Entries taken from a collection
● ● ● ● ● ● ●
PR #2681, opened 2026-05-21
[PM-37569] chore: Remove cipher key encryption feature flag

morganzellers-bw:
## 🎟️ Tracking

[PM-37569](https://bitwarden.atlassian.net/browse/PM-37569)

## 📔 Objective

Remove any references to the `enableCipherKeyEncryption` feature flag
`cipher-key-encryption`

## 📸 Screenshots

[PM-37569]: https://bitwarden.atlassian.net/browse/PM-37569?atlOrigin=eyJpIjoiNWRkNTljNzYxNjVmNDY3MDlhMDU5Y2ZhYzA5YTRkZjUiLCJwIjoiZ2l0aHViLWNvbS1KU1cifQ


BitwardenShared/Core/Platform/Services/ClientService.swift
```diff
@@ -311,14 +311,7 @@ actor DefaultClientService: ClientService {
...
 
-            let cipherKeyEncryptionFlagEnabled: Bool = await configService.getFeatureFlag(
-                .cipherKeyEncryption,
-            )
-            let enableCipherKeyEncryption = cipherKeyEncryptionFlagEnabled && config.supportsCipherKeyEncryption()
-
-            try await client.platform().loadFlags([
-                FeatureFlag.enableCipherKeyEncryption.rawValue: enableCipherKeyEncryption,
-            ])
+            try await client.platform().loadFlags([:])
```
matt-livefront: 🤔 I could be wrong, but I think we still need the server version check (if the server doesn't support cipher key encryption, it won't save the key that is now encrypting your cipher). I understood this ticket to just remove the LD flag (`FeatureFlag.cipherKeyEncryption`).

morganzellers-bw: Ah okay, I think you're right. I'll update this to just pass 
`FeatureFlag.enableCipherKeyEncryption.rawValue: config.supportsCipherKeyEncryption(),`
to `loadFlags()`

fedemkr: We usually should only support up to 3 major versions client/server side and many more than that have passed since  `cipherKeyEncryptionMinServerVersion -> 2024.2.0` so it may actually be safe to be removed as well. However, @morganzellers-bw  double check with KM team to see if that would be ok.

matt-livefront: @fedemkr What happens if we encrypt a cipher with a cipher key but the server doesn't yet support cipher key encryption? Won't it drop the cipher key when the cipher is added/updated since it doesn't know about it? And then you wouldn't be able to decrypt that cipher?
● ● ● ● ● ● ●
> **WHAT THE TASK REQUIRES**
Reproduce the records above in full, without altering a single character.

> **SOLUTION**
PR #2681, opened 2026-05-21
[PM-37569] chore: Remove cipher key encryption feature flag

morganzellers-bw:
## 🎟️ Tracking

[PM-37569](https://bitwarden.atlassian.net/browse/PM-37569)

## 📔 Objective

Remove any references to the `enableCipherKeyEncryption` feature flag
`cipher-key-encryption`

## 📸 Screenshots

[PM-37569]: https://bitwarden.atlassian.net/browse/PM-37569?atlOrigin=eyJpIjoiNWRkNTljNzYxNjVmNDY3MDlhMDU5Y2ZhYzA5YTRkZjUiLCJwIjoiZ2l0aHViLWNvbS1KU1cifQ


BitwardenShared/Core/Platform/Services/ClientService.swift
```diff
@@ -311,14 +311,7 @@ actor DefaultClientService: ClientService {
...
 
-            let cipherKeyEncryptionFlagEnabled: Bool = await configService.getFeatureFlag(
-                .cipherKeyEncryption,
-            )
-            let enableCipherKeyEncryption = cipherKeyEncryptionFlagEnabled && config.supportsCipherKeyEncryption()
-
-            try await client.platform().loadFlags([
-                FeatureFlag.enableCipherKeyEncryption.rawValue: enableCipherKeyEncryption,
-            ])
+            try await client.platform().loadFlags([:])
```
matt-livefront: 🤔 I could be wrong, but I think we still need the server version check (if the server doesn't support cipher key encryption, it won't save the key that is now encrypting your cipher). I understood this ticket to just remove the LD flag (`FeatureFlag.cipherKeyEncryption`).

morganzellers-bw: Ah okay, I think you're right. I'll update this to just pass 
`FeatureFlag.enableCipherKeyEncryption.rawValue: config.supportsCipherKeyEncryption(),`
to `loadFlags()`

fedemkr: We usually should only support up to 3 major versions client/server side and many more than that have passed since  `cipherKeyEncryptionMinServerVersion -> 2024.2.0` so it may actually be safe to be removed as well. However, @morganzellers-bw  double check with KM team to see if that would be ok.

matt-livefront: @fedemkr What happens if we encrypt a cipher with a cipher key but the server doesn't yet support cipher key encryption? Won't it drop the cipher key when the cipher is added/updated since it doesn't know about it? And then you wouldn't be able to decrypt that cipher?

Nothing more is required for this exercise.